次に、ロボットが殺傷能力も持つことを示す番が来た。しかし、チームは、抗生物質を点滴するだけの受動的な方法よりも、実際に動物の感染症を効果的に治療できると証明する方法に苦慮した。「これには時間がかかりました」とデ・ラ・フエンテ氏は言う。

最終的に、研究チームは2つの重要な基準を検証するための装置を考案しました。抗菌マイクロボットまたはナノボットが感染マウスを治療できること、そしてそれらの能動的な動きがその治療において中心的な役割を果たしていることです。研究チームは針を使って実験用マウスの背中を丁寧に掻き、アシネトバクター・バウマニと呼ばれるスーパーバグをそれぞれの傷口全体に感染させました。この過程で、治療困難な膿瘍が形成されました。一部のマウスでは、膿瘍の片方の端に2種類の抗生物質のいずれかを点滴しました。これらの点滴にはナノボットが含まれていないため、感染を除去するには、薬剤が傷口の端から端まで自力で拡散する必要があると推測されました。

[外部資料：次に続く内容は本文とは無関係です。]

PR #2063, opened 2024-06-27
CNV-42619: Modifications to disk size on Templates details page don't persist

pcbailey:
## 📝 Description

This PR fixes a bug where modifications to the size of a disk in the Edit disk modal on the Templates details page don't persist.

jira: https://issues.redhat.com/browse/CNV-42619

### Before

modify-template-disk-size--BEFORE--2024-06-27 08-57

### After

modify-template-disk-size--AFTER--2024-06-27 08-56

### DIFF
--- a/src/utils/components/DiskModal/utils/helpers.ts
+++ b/src/utils/components/DiskModal/utils/helpers.ts
@@ -17,7 +17,7 @@ import {
 import { buildOwnerReference, getName } from '@kubevirt-utils/resources/shared';
 import { hasTemplateParameter } from '@kubevirt-utils/resources/template';
 import { getBootDisk, getDataVolumeTemplates, getVolumes } from '@kubevirt-utils/resources/vm';
-import { ensurePath, getRandomChars } from '@kubevirt-utils/utils/utils';
+import { ensurePath, generatePrettyName } from '@kubevirt-utils/utils/utils';
 import { k8sCreate } from '@openshift-console/dynamic-plugin-sdk';
 
 import {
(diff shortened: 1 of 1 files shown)


src/utils/components/DiskModal/utils/helpers.ts
```diff
@@ -155,12 +155,12 @@ export const getDataVolumeFromState = ({
   const dvName =
     resultVolume?.dataVolume?.name ||
     resultVolume?.persistentVolumeClaim?.claimName ||
-    `${vm?.metadata?.name}-${diskState.diskName}`;
+    nameWithoutParameter(
```
metalice, line 158: do we need it at all?

pcbailey: Yes. It's part of a bug fix: https://issues.redhat.com/browse/CNV-28231.

upalatucci: i removed nameWithoutParameter in another pr : https://github.com/kubevirt-ui/kubevirt-plugin/pull/1977

metalice: @upalatucci, I remember you removing it, as you couldn't find the reason why it was added in the first place. Now that it's removed, do we have a regression with the bug link @pcbailey mentioned?

upalatucci: When the user tries to add a new disk on a template, we need to keep the parameter in the name.

Without a parameter ${NAME}, we can use the template to create different vms, but all those vms will use the same shared disk. This is not the result that the user intend to have when creates a disk in the template. 

I suggest to create a PVC from the uploaded file with a random string without any parameters (uploadData is the method responsible for that) and use it as a source for the datavolume. The data volume has to have the parameter in its name. With this mechanism we'll clone the same PVC to each VM created with that template.

upalatucci:
/lgtm

The pr is against 4.15 so the issue that I was pointing out during review is not present here. The name, during upload,is verified and if contains parameters it is randomly created so we are fine

PR #2068, opened 2024-07-02
CNV-36085: Moving loading permissions

metalice:
## 📝 Description

Moved the permissions loading, to disabled and loading, as currently its only used once and will be ignored later 

## 🎥 Demo


src/views/checkups/storage/utils/utils.ts
```diff
@@ -217,13 +217,12 @@ export const installOrRemoveCheckupsStoragePermissions = (
   namespace: string,
   isPermitted: boolean,
   clusterRoleBinding: IoK8sApiRbacV1ClusterRoleBinding,
-): Promise<Awaited<void>> => {
+): Promise<void> => {
```
upalatucci, line 220: This function is not void. It returns error right?

upalatucci (approved):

次に、別のマウス群に、数千個の抗菌ボットを微小な液滴として投与しました。一部のマウスにはLL-37を充填したボットを、他のマウスにはK7-Polを充填したボットを投与しました。研究チームは、ボットが燃料を飲み込み、より広い範囲を移動できると期待し、それぞれの傷口を無毒の尿素で覆いました。

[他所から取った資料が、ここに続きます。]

PR #2078, opened 2024-07-09
CNV-40088: add conditions to dashboard alert popup

upalatucci:
## 📝 Description

Conditions 
Go to HCO resource page on clicking the condition

## 🎥 Demo

Screenshot 2024-07-09 at 10 57 55

### DIFF
--- a/src/views/dashboard-extensions/KubevirtHealthPopup/components/Conditions/Conditions.tsx
+++ b/src/views/dashboard-extensions/KubevirtHealthPopup/components/Conditions/Conditions.tsx
@@ -1,0 +1,51 @@
+import React, { FC } from 'react';
+import { Link } from 'react-router-dom-v5-compat';
+
+import HyperConvergedModel from '@kubevirt-ui/kubevirt-api/console/models/HyperConvergedModel';
+import useHyperConvergeConfiguration from '@kubevirt-utils/hooks/useHyperConvergeConfiguration';
+import { useKubevirtTranslation } from '@kubevirt-utils/hooks/useKubevirtTranslation';
+import { getResourceUrl } from '@kubevirt-utils/resources/shared';
+import { PrometheusEndpoint, usePrometheusPoll } from '@openshift-console/dynamic-plugin-sdk';
+import { Skeleton, StackItem } from '@patternfly/react-core';
+
+import ConditionIcon from './ConditionIcon';
+import { HCO_HEALTH_METRIC, VALUE_TO_LABLE } from './constants';
+
+const Conditions: FC = () => {
+  const { t } = useKubevirtTranslation();
+  const [hyperConverge, hyperLoaded] = useHyperConvergeConfiguration();
+
+  const [queryData, loaded] = usePrometheusPoll({
+    endpoint: PrometheusEndpoint.QUERY,
+    query: HCO_HEALTH_METRIC,
+  });
+
+  const condition = queryData?.data?.result?.[0]?.value?.[1];
+
+  const label = VALUE_TO_LABLE[condition];
+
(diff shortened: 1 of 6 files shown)


src/views/dashboard-extensions/KubevirtHealthPopup/components/Conditions/utils.ts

まさにその通りでした。ボットを使わずに抗生物質を投与された傷は、局所的にしか改善しませんでした。細菌数は100分の1から1000分の1に減少しましたが、それは投与された傷の先端部分だけでした。傷の残りの部分は、治療を受けなかった場合と全く同じ状態でした。

しかし、いずれかの抗菌ペプチドを搭載したナノボットは傷全体を治療し、傷口全体にわたって傷口内の細菌数を100~1,000倍に減らし、免疫システムが対処できるレベルまで下げた。

そして決定的なことに、科学者たちは尿素燃料を使わなかったところ、抗生物質ボットが感染全体を治癒しなかったことを発見した。燃料がなければ、ボットなしの薬剤と同様に、局所的にしか作用しなかった。燃料は不可欠であり、つまりモーターの動きが不可欠だったと研究チームは結論付けた。

ファン・ヘスト氏によると、この結果はナノモーターの実用化における最も決定的な例の一つだという。「これが本当に粒子の運動性による効果であるかどうかを証明するのは常に非常に難しい」と彼は言う。「今回の場合は、その証明は直接的かつ明確です。」

マサチューセッツ総合病院ブリガム・メディカル・センター泌尿器腫瘍科主任のダグラス・ダール氏は、ナノボットを「驚異的な技術」と呼んでいます。ヴァン・ヘスト氏と同様に、ダール氏もナノボットが膝、股関節、さらには陰茎インプラントの安全性を確保する上で大きな可能性を秘めていると考えています。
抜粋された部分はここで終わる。